■ ABOUT THIS TASK ■
From the data below, report how many lines contain the word "secvars", giving the number and nothing else.

■ DATA PROVIDED ■
* * * * *
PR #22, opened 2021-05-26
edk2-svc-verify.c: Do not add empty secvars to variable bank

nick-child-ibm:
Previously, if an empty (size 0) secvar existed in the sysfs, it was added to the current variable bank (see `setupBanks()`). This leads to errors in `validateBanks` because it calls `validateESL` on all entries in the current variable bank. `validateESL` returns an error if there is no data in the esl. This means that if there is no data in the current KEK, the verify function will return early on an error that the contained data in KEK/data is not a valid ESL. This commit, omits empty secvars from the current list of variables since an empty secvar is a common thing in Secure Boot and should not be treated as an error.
* * * * *
■ SOLUTION FOR THIS TASK ■
2